Rozdział 2 - Pierwsza spowiedź

20 2 0
                                    

            Siedziała na przywłaszczonej sobie, twardej kanapie z założonymi rękami i wpatrywała się w interesującą rzecz na ścianie po przeciwnej stronie, którą widziała tylko i wyłącznie ona sama.

            Spędziła w tym jednym miejscu już dłuższy czas, kiedy w końcu zaczęło się jej nudzić. Podwinęła zbyt długie nogawki jeansów. Poprawiła trochę za duży, koronkowy stanik, który uwierał ją tu i ówdzie. Wygładziła każdy cal niezbyt dokładnie wyprasowanej koszuli. Jakieś dziesięć razy rozwiązywała i zawiązywała od nowa sznurówki aż do momentu, w którym zdała sobie sprawę jak bardzo nie ma to sensu. Znalazła sobie więc nowy interesujący punkt na ścianie i wszystko zaczęło się od nowa.

            Darren poukładał wszystkie pliki, które porozrzucał wcześniej na biurku, kompletując informacje o Rose. Dokończył raport dla Graumera i wysłał mu go z notką, żeby na razie nie dzwonił. Nie chciał póki co wzbudzać podejrzeń dziewczyny. W dodatku nie powiadomił jeszcze swojego szefa o tym, że ją oszukał, żeby zatrzymać ją przy sobie. Uporządkował rzeczy na swoim komputerze. Dziwnie czuł się z tym, że nie mieszka już sam. Niezbyt wiedział, co ma ze sobą dalej zrobić, bo ileż można było przeglądać papiery, więc uznał, że to pora na jedzenie.

            Podsunął dziewczynie kanapki z ostatnimi plasterkami szynki, które zdołał znaleźć w lodówce. Ta popatrzyła na niego lekceważąco i wymamrotała pod nosem podziękowanie. Powoli zabrała się do jedzenia. Gdy Darren zjadł już swoją porcję, okazało się, że Rose dalej męczy się z pierwszą kanapką. Oczywiście, nadal wpatrując się w ścianę. Mężczyzna nie wytrzymał.

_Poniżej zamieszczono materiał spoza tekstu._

PR #2450, opened 2016-07-12
use fetch for non-webview url requests

bridiver:
requires https://github.com/brave/electron/pull/24

cc @bbondy @diracdeltas

### DIFF
--- a/js/lib/request.js
+++ b/js/lib/request.js
@@ -5,56 +5,34 @@
 'use strict'
 
 const electron = require('electron')
-const BrowserWindow = electron.BrowserWindow
-const ipcMain = electron.ipcMain
-const messages = require('../constants/messages')
-
-const getWebContents = () => {
-  try {
-    return BrowserWindow.getAllWindows()[0].webContents
-  } catch (e) {
-    return null
-  }
-}
-
-var nonce = 0
+const session = electron.session
 
 /**
  * Sends a network request using Chromium's networks stack instead of Node's.
  * Depends on there being a loaded browser window available.
  * @param {string} url - the url to load
- * @param {function} callback - callback to call with the response metadata and
- *   body
  */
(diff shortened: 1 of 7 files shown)


js/lib/request.js
```diff
@@ -5,56 +5,34 @@
...
  * Depends on there being a loaded browser window available.
  * @param {string} url - the url to load
- * @param {function} callback - callback to call with the response metadata and
- *   body
  */
 module.exports.request = (url, callback) => {
-  const webContents = getWebContents()
-  if (!webContents) {
-    callback(new Error('Request failed, no webContents available'))
+  let defaultSession = session.defaultSession
```
diracdeltas: is defaultSession persistent?

diracdeltas:
haven't tried with brave/electron#24 but ++ for the change

js/lib/request.js
bridiver: yes

diracdeltas: i guess that's fine for now. in the future, if `request` is handling GET requests that contains info about private browsing (ex: for the ledger), it would be better to not write to disk

bridiver: it would be easy to change to the non-persistent store

diracdeltas:
lmk when new electron build is ready; i can check that this does fetch with proxy settings

bridiver:
it uses the request context from the browser context, but I guess it doesn't hurt to double-check

js/lib/request.js
bridiver: the ledger doesn't record visits from private sessions

bbondy:
++

@diracdeltas this is ready now w/ brave/electron 1.2.7 which is the default for when you npm install now.

diracdeltas:
looks like it's using system proxy. 👍

Issue #2473, opened 2016-07-13
frame 'src' does not update on renderer initiated navigations


bridiver:
**Did you search for similar issues before submitting this one?**
Yes

**Describe the issue you encountered:**
When navigating using the urlbar, both `src` and `location` are updated in the window state. When navigating by clicking on links only `location` is updated

**Expected behavior:**
`src` and `location` should be the same regardless of the navigation method

- Platform (Win7, 8, 10? macOS? Linux distro?):
All

- Brave Version:
0.11.0

- Steps to reproduce:
    1. Open a page and click on any link that opens a different page

`src` will still be the original page, but `location` will be the url of the current page

diracdeltas:
if `src` is to be updated on navigation, then i can't think of a reason why we can't just combine `src` and `location` into one. @bbondy ?

diracdeltas:
^ i mean get rid of `src` in frame state if all it's doing is tracking what the webview `src` is

bbondy:
there was a reason it had to be only set initially back in the gecko browser days, It might have had to do with inter-page nav too, but I don't recall now.  We could try it and see if anything obvious breaks. It should be obvious if there's a problem.

bridiver:
I'm going to make a smaller change to fix a few things that I can see are broken and we can try removing it after this release

bridiver:
related from windowStore.js, but I wonder if this is just a workaround for the fact that they are no synced up
```
      // If the user is changing back to the original src and they already navigated away then we need to
      // explicitly set a new location via webview.loadURL.
        let activeShortcut
        if (frame.get('location') !== action.location &&
            frame.get('src') === action.location &&
            !isIntermediateAboutPage(action.location)) {
          activeShortcut = 'explicitLoadURL'
        }
```

bridiver:
appears that it is not so simple

PR #2475, opened 2016-07-13
use location because src is not always updated

bridiver:

partial fix for #2473

check for test errors before merging
@bbondy @diracdeltas

### DIFF
--- a/js/components/frame.js
+++ b/js/components/frame.js
@@ -137,21 +137,21 @@ class Frame extends ImmutableComponent {
     this.expireFlash(this.origin)
   }
 
-  updateWebview (cb, newSrc) {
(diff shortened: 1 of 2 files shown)


bbondy:
I think there's a good chance this could cause some regressions, can we wait until after 0.11.1 release to merge in?

diracdeltas:
this does seem to cause a bunch of test errors

diracdeltas:
pages don't load for me at all with this change

bridiver:
yep, I was actually going to update this because I realized I missed a few things

bbondy:
sorry this bitrot since before, if we should still add this please update the PR.

PR #2510, opened 2016-07-15
add a small delay to mutation observer registration to avoid "update …

bridiver:
cc @diracdeltas @bbondy

### DIFF
--- a/app/extensions/brave/content/scripts/flashListener.js
+++ b/app/extensions/brave/content/scripts/flashListener.js
@@ -2,6 +2,8 @@
  * License, v. 2.0. If a copy of the MPL was not distributed with this file,
  * You can obtain one at http://mozilla.org/MPL/2.0/. */
 
+const placeholderUrl = chrome.extension.getURL('about-flash.html')
+
 function isAdobeLink (href) {
   if (typeof href !== 'string') {
     return false
@@ -20,17 +22,17 @@ function isAdobeLink (href) {
       }
     })
   }
-  var observer = new window.MutationObserver(function (mutations) {
+  setTimeout(() => {
+    var observer = new window.MutationObserver(function (mutations) {
+      replaceAdobeLinks()
+    })
     replaceAdobeLinks()
-  })
-  replaceAdobeLinks()
-  observer.observe(document.documentElement, {
-    childList: true,
-    subtree: true
-  })
+    observer.observe(document.documentElement, {
+      childList: true,
+      subtree: true
+    })
+  }, 1000)
 })()
-
-const placeholderUrl = 'chrome-extension://mnojpmjdmbbfmejpflffifhffcmidifd/about-flash.html'
 
 /**
  * Whether a src is a .swf file.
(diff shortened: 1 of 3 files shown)


bridiver:
this should be double-checked to make sure the delay doesn't break any edge cases

app/extensions/brave/content/scripts/flashListener.js
```diff
@@ -20,18 +22,18 @@ function isAdobeLink (href) {
       }
     })
   }
-  var observer = new window.MutationObserver(function (mutations) {
+  setTimeout(() => {
+    var observer = new window.MutationObserver(function (mutations) {
+      replaceAdobeLinks()
+    })
     replaceAdobeLinks()
```
diracdeltas: i think this call to `replaceAdobeLink` should happen immediately unless that is also causing perf issues

app/extensions/brave/content/scripts/flashListener.js
```diff
@@ -150,15 +152,17 @@ function insertFlashPlaceholders (elem) {
...
-    subtree: true
+setTimeout(() => {
+  var observer = new window.MutationObserver(function (mutations) {
+    insertFlashPlaceholders(document.documentElement)
   })
-}
+
+  if (chrome.contentSettings.flashActive != 'allow' ||
+      chrome.contentSettings.flashEnabled != 'allow') {
+    insertFlashPlaceholders(document.documentElement)
```
diracdeltas: same as above, `insertFlashPlaceholders` should be called immediately on document end

app/extensions/brave/content/scripts/flashListener.js
bridiver: it definitely helps to defer it and I don't think anyone will really notice the 1s delay

diracdeltas: true; the flash placeholder one will be noticeable though

bridiver: @bbondy ?

bbondy: I prefer perf over better flash placeholder, might be worth filing an issue though to investigate further.

diracdeltas: how about do a `document.querySelectorAll('object')` at load end and only run insertFlashPlaceholders immediately if it returns nonempty? this might get rid of the delay on most sites while keeping perf good for sites that don't load flash

bbondy:
Going to merge for now but please see @diracdeltas comment for a follow up.

app/extensions/brave/content/scripts/flashListener.js
bridiver: seems reasonable, I can try it and see if there is any performance impact

bridiver: the check didn't really make any difference and looking at the code, that makes sense because the worst case scenario for `document.querySelector('object')` is no flash and in that case it has to scan the entire DOM just like `elem.getElementsByTagName('embed')` does. However, just adding `insertFlashPlaceholders` back in at dom load doesn't seem to effect performance in any measurable way so I'll push out that change

bridiver: https://github.com/brave/browser-laptop/commit/ad8fb6d1e9aa0aa93ee451900eeb5451fd9538de

PR #2511, opened 2016-07-15
Update app.l20n

Tanvir-rahman:
I think these words are more appropriate and meaningful than previous.


luixxiul:
Translation is done here: https://www.transifex.com/brave/brave-laptop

- Rozumiem, że jesteś wściekła na cały świat, też bym był, gdybym się znalazł w takiej sytuacji jak twoja, ale nie możesz wiecznie siedzieć obrażona i gapić się w nieistniejący punkt. Tyłek ci się odparzy.

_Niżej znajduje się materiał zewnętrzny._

PR #2514, opened 2016-07-16
Bookmarks search

### LINKED ISSUE #995: Add a search box on the about:bookmarks page
It should filter as you type.
It should search across all folders.

aekeus:

  * Searches existing bookmarks on character input
  * Cancelled when search text is cleared
  * Closes #995

### DIFF
--- a/js/about/bookmarks.js
+++ b/js/about/bookmarks.js
@@ -180,14 +180,28 @@ class BookmarksList extends ImmutableComponent {
   }
 }
 
+class SearchResults extends React.Component {
+  render () {
+    return (
+      <list className='bookmarkList'>
+      {
+        this.props.bookmarks.map((bookmark) => <BookmarkItem bookmark={bookmark} />)
+      }
+      </list>
+    )
+  }
+}
+
 class AboutBookmarks extends React.Component {
   constructor () {
     super()
     this.onChangeSelectedFolder = this.onChangeSelectedFolder.bind(this)
+    this.onChangeSearch = this.onChangeSearch.bind(this)
     this.state = {
       bookmarks: Immutable.Map(),
       bookmarkFolders: Immutable.Map(),
-      selectedFolderId: 0
+      selectedFolderId: 0,
+      search: null
     }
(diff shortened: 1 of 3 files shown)


js/about/bookmarks.js
```diff
@@ -201,9 +215,22 @@ class AboutBookmarks extends React.Component {
       selectedFolderId: id
     })
   }
+  onChangeSearch (evt) {
+    console.log('search term changed')
```
bbondy: Pls remove this one

js/about/bookmarks.js
```diff
@@ -201,9 +215,22 @@ class AboutBookmarks extends React.Component {
...
+    this.setState({
+      search: evt.target.value
+    })
+  }
+  searchedBookmarks (searchTerm, bookmarks) {
+    return bookmarks.filter((bookmark) => {
+      const title = bookmark.get('customTitle') || bookmark.get('title')
+      return title.match(new RegExp(searchTerm, 'gi'))
```
bbondy: Pls search all of title, customTitle and location.  For example if someone does www.google.com it should find a match

js/about/bookmarks.js
```diff
@@ -180,14 +180,28 @@ class BookmarksList extends ImmutableComponent {
...
+      }
+      </list>
+    )
+  }
+}
+
 class AboutBookmarks extends React.Component {
   constructor () {
     super()
     this.onChangeSelectedFolder = this.onChangeSelectedFolder.bind(this)
```
bbondy: When selected folder changes please clear out the current search term and show the folder contents instead

bbondy: You could not clear but just search only within the selected folder and descendants would be fine too.  If you do the search all though maybe we should show a selected virtual item like chrome does for search terms so there's no ambiguity.

bbondy:
This is looking awesome, can't wait to get this functionality in. 

It would be great to have a new component for an input with a x to clear in it.  I won't block this PR on that though.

Obdarzyła go jeszcze brzydszym spojrzeniem, niż wcześniej. Nie odpowiedziała nic, jedynie zaczęła jeść trochę szybciej, jakby jedzenie było dobrą wymówką do uniknięcia rozmowy.

- Okej. Nie, to nie. Ale nie będziesz mogła mnie ignorować przez całą wieczność.

Już się miał udać do sypialni, kiedy dziewczynie nagle rozwiązał się język po kilku długich i nużących godzinach.

- Kim ty właściwie jesteś? Zauważ, że ty wiesz o mnie więcej, niż ja sama, a ja o tobie nadal nie wiem nic.

Wiedział, że w końcu zada to pytanie. Nie lubił mówić o sobie. W końcu nie miał się czym zbytnio chwalić.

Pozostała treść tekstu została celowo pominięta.